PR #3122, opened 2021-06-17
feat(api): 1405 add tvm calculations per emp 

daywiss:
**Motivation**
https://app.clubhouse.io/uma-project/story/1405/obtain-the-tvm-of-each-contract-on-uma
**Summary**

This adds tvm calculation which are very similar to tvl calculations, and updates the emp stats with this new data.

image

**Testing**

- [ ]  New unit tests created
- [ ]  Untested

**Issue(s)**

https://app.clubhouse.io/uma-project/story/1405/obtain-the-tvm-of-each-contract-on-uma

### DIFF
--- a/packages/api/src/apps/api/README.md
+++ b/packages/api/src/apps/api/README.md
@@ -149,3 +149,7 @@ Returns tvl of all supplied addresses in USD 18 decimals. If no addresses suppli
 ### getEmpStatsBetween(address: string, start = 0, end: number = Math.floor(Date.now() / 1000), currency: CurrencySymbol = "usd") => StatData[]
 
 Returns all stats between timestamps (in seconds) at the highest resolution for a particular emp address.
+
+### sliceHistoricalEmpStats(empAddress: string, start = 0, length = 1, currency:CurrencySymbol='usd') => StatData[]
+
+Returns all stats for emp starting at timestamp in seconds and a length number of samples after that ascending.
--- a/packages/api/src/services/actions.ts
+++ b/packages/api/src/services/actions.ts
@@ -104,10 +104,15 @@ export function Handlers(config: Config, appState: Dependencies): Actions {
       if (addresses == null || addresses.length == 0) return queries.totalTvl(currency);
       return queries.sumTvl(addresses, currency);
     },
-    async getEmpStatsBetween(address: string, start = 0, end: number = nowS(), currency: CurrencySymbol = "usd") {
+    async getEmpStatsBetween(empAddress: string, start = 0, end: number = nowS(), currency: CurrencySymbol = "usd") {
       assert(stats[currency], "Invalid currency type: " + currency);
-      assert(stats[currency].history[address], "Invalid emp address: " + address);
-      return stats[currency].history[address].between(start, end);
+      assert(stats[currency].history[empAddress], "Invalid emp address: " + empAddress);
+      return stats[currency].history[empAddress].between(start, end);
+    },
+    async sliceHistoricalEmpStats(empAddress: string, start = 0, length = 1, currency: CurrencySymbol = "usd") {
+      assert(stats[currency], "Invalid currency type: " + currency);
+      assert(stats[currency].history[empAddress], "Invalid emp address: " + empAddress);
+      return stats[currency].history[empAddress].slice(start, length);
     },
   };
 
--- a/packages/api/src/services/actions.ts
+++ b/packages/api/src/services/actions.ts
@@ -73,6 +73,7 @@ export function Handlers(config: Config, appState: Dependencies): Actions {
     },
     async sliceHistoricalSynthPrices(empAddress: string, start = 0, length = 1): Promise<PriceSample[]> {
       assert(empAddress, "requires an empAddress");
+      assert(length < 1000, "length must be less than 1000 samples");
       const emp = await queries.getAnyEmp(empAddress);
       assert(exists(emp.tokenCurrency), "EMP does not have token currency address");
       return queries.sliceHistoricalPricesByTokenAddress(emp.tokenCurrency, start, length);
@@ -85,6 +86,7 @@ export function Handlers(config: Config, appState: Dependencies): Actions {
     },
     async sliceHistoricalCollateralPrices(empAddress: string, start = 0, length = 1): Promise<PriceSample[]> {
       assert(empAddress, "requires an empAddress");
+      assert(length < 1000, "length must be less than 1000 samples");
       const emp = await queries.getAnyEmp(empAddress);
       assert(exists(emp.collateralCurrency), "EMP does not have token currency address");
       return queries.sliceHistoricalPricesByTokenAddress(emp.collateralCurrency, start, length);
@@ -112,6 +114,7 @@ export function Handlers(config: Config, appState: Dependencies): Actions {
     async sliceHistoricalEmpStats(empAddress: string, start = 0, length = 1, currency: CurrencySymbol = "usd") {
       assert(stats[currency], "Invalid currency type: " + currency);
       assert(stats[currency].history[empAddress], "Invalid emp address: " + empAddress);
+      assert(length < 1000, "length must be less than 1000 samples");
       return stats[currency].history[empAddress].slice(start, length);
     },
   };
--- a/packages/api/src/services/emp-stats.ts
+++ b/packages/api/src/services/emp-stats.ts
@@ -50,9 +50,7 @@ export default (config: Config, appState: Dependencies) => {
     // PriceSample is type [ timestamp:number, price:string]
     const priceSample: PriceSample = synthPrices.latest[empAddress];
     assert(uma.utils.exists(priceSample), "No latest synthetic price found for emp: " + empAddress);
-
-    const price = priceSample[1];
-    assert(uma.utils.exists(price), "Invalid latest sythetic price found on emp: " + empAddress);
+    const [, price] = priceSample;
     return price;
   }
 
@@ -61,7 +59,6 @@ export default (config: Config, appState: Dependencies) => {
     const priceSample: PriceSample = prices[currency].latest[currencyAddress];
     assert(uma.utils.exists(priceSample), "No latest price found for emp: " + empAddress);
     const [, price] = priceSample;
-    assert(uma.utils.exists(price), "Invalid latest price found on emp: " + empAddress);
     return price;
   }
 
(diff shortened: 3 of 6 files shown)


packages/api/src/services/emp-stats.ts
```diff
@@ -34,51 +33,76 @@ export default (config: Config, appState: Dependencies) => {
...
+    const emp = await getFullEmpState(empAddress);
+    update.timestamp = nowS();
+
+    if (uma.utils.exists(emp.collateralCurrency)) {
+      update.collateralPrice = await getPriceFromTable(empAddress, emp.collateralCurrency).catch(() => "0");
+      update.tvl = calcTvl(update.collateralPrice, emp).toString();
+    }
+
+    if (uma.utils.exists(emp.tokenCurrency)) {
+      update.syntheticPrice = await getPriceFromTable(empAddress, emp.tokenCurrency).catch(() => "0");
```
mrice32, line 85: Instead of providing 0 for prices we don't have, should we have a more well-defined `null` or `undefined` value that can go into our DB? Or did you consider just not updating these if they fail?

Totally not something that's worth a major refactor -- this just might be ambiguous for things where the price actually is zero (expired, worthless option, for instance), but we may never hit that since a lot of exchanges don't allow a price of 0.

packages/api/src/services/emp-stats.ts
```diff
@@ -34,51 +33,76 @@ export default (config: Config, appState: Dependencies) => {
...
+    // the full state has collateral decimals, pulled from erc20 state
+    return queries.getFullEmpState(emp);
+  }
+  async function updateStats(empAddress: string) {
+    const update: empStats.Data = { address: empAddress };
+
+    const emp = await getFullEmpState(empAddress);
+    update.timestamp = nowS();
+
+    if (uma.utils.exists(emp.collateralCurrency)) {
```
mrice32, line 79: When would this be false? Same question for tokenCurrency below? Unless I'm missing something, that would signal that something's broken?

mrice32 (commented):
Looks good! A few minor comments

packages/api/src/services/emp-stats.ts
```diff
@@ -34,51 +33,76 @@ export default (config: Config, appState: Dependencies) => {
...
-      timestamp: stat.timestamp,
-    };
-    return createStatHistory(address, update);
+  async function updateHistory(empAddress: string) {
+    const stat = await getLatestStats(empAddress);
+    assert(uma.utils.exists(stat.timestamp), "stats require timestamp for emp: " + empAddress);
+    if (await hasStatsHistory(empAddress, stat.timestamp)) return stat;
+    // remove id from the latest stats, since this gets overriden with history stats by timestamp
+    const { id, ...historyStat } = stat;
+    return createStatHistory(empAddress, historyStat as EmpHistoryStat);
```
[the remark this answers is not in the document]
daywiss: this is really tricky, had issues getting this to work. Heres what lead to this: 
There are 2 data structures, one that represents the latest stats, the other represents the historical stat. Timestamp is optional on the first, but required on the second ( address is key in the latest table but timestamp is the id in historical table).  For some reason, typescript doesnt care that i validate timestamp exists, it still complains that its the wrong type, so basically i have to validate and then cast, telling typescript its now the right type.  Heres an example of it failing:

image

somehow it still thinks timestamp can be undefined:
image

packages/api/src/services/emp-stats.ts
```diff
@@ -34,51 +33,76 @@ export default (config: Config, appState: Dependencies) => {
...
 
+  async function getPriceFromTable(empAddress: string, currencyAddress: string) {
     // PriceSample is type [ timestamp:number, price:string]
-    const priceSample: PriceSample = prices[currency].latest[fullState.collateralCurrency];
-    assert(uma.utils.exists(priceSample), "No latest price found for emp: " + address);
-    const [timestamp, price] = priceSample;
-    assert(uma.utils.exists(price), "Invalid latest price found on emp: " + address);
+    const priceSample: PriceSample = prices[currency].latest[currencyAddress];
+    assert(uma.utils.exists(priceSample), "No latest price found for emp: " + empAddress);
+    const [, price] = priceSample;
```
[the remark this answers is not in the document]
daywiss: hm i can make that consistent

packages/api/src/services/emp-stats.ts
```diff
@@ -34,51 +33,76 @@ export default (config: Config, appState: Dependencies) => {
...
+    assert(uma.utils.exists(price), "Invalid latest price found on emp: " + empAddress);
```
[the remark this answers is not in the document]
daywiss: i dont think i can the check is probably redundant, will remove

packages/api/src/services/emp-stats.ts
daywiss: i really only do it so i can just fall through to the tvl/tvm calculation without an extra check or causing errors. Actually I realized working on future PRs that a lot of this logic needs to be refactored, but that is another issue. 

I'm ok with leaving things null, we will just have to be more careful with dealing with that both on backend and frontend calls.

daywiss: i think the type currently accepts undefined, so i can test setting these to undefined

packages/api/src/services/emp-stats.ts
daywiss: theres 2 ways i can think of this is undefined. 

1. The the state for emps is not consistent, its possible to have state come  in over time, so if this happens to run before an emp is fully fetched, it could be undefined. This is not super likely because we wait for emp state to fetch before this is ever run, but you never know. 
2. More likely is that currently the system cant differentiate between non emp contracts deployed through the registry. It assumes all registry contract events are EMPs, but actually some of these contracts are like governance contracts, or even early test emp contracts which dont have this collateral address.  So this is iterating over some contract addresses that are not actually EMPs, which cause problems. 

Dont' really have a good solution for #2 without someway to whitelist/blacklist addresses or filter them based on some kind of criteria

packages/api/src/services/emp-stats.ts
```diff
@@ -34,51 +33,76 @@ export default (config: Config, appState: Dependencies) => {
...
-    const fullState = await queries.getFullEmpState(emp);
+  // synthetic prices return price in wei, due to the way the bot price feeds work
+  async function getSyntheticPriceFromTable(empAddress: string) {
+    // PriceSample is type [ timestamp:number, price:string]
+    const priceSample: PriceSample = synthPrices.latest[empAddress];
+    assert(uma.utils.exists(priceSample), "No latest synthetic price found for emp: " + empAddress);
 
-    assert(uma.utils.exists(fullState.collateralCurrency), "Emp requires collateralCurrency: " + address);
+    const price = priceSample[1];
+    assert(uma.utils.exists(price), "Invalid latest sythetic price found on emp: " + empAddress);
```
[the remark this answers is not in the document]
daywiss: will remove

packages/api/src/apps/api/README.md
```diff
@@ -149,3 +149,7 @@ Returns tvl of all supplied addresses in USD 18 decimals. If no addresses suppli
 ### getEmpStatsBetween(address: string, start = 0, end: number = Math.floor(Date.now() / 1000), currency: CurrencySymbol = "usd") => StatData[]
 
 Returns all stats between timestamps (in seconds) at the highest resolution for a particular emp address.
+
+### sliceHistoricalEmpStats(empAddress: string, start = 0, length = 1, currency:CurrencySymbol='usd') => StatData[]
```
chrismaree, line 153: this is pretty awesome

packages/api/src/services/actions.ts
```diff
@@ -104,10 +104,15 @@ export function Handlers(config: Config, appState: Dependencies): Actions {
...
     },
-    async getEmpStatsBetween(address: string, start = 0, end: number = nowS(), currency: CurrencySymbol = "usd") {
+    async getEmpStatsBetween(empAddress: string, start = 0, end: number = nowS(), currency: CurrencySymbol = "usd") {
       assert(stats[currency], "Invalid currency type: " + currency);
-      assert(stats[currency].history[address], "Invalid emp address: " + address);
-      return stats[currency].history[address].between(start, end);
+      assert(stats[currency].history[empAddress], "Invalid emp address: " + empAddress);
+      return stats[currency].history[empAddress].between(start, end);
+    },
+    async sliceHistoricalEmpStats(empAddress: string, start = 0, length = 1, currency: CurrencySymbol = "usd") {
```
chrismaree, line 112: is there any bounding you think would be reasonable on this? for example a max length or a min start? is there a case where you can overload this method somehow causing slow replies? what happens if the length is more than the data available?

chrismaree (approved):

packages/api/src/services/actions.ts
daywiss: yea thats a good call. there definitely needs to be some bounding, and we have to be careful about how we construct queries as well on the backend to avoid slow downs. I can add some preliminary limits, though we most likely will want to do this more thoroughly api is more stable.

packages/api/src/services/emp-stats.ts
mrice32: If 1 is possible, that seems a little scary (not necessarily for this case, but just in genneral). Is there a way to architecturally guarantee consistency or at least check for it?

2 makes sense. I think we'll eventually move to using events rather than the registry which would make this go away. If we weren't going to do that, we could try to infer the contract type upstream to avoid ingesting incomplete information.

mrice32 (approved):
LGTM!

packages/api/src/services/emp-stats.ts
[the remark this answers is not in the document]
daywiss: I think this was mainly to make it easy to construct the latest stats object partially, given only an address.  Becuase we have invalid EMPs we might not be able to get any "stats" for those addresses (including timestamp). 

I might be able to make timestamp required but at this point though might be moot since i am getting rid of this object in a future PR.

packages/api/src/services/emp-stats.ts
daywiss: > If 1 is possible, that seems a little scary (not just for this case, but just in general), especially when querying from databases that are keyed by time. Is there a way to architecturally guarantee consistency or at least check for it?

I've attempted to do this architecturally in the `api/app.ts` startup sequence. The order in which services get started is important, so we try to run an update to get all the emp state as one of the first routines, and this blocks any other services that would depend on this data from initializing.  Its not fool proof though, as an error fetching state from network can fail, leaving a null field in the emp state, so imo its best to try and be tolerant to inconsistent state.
※
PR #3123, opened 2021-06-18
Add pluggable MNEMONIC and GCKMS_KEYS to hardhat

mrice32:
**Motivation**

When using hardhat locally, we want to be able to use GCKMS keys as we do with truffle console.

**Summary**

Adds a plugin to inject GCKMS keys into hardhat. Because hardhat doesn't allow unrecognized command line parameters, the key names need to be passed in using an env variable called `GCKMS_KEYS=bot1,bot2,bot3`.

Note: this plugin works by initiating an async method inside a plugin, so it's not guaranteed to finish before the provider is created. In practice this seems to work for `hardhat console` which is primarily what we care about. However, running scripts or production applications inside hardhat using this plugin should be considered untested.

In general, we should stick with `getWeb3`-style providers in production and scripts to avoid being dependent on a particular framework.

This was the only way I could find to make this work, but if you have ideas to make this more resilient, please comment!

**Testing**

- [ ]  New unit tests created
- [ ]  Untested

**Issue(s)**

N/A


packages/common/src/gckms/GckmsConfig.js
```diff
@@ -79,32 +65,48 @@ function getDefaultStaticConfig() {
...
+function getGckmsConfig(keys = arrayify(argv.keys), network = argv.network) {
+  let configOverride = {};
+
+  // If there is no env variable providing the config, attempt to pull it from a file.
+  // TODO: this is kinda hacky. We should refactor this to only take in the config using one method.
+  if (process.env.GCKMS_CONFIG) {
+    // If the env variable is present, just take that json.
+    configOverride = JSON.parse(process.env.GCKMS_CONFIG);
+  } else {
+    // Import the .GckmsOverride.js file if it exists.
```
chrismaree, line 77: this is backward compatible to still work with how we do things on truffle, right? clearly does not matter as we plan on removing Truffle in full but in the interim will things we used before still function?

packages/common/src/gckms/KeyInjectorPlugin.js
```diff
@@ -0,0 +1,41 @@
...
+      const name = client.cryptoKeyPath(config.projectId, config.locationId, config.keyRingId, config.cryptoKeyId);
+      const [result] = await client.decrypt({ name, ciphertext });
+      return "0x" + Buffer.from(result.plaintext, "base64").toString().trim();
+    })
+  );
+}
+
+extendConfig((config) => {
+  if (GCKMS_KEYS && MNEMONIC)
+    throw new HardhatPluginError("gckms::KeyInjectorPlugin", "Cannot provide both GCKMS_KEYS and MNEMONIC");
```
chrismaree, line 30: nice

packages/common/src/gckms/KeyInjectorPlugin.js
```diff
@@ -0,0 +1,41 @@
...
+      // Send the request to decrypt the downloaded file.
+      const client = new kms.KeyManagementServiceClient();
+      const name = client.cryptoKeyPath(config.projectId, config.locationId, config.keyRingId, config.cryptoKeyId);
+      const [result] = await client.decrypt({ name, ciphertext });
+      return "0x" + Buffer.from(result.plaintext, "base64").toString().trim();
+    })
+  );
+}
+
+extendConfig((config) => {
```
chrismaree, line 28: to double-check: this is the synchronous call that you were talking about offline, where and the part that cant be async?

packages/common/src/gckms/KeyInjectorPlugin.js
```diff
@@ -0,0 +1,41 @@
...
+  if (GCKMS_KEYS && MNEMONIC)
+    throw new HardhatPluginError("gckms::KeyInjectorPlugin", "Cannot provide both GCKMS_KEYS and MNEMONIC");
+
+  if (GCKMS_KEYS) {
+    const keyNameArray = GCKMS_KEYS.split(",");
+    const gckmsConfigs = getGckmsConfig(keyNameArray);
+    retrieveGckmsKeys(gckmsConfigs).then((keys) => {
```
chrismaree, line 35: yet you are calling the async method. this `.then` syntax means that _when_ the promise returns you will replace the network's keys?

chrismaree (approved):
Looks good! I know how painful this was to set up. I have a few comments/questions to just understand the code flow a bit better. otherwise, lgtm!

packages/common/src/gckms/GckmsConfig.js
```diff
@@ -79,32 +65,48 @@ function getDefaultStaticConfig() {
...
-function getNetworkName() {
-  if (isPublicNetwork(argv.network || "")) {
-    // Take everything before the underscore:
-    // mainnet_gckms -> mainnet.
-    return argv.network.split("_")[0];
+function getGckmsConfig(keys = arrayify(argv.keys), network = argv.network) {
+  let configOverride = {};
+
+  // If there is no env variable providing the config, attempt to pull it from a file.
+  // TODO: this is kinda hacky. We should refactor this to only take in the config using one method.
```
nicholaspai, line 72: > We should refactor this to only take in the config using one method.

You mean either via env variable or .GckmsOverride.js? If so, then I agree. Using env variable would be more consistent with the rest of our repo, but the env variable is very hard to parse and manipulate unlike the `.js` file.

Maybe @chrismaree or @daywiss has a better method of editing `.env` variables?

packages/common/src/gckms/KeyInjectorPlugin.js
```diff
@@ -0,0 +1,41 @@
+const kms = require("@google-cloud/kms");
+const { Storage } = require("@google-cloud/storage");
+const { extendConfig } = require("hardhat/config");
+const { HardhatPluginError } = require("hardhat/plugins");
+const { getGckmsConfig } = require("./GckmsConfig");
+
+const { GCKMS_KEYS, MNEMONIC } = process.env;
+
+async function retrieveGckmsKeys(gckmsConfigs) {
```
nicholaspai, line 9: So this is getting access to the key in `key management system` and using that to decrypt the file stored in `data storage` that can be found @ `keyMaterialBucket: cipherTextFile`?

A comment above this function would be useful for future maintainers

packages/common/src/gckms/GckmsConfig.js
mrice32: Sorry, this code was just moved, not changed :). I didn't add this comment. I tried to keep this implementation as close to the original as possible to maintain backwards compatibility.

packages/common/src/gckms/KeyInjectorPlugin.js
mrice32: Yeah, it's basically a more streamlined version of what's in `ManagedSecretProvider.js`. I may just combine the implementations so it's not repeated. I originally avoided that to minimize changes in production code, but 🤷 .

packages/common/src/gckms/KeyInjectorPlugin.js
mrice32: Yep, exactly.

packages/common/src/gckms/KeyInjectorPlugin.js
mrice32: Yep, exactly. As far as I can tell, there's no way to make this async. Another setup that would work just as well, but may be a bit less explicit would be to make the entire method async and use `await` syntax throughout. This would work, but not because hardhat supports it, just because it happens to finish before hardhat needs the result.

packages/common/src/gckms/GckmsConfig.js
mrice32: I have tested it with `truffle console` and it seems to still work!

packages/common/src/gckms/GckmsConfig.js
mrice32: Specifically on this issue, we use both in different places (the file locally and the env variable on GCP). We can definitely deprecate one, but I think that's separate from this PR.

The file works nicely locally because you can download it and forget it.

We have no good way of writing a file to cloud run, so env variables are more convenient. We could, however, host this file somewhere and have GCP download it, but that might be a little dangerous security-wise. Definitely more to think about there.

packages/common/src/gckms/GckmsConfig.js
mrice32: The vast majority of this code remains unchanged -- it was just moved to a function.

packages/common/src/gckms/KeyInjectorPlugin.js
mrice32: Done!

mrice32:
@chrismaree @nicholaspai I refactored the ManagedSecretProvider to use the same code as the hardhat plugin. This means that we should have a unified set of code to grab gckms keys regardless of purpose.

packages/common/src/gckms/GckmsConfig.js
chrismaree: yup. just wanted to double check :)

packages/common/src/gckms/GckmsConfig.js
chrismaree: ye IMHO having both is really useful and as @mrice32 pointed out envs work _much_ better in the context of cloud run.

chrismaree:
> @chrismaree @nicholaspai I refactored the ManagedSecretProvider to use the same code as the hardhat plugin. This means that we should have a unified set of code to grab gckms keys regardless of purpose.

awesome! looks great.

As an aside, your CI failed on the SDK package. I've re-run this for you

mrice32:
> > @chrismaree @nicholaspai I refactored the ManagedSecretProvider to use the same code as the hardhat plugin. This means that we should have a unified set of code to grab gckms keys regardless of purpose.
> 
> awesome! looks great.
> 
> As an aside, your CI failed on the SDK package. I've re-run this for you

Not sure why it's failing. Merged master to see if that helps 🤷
※
** Prompt **
Tell me how many lines in the entries contain the string "getting", and give nothing besides that number.

** Answer to this problem **
3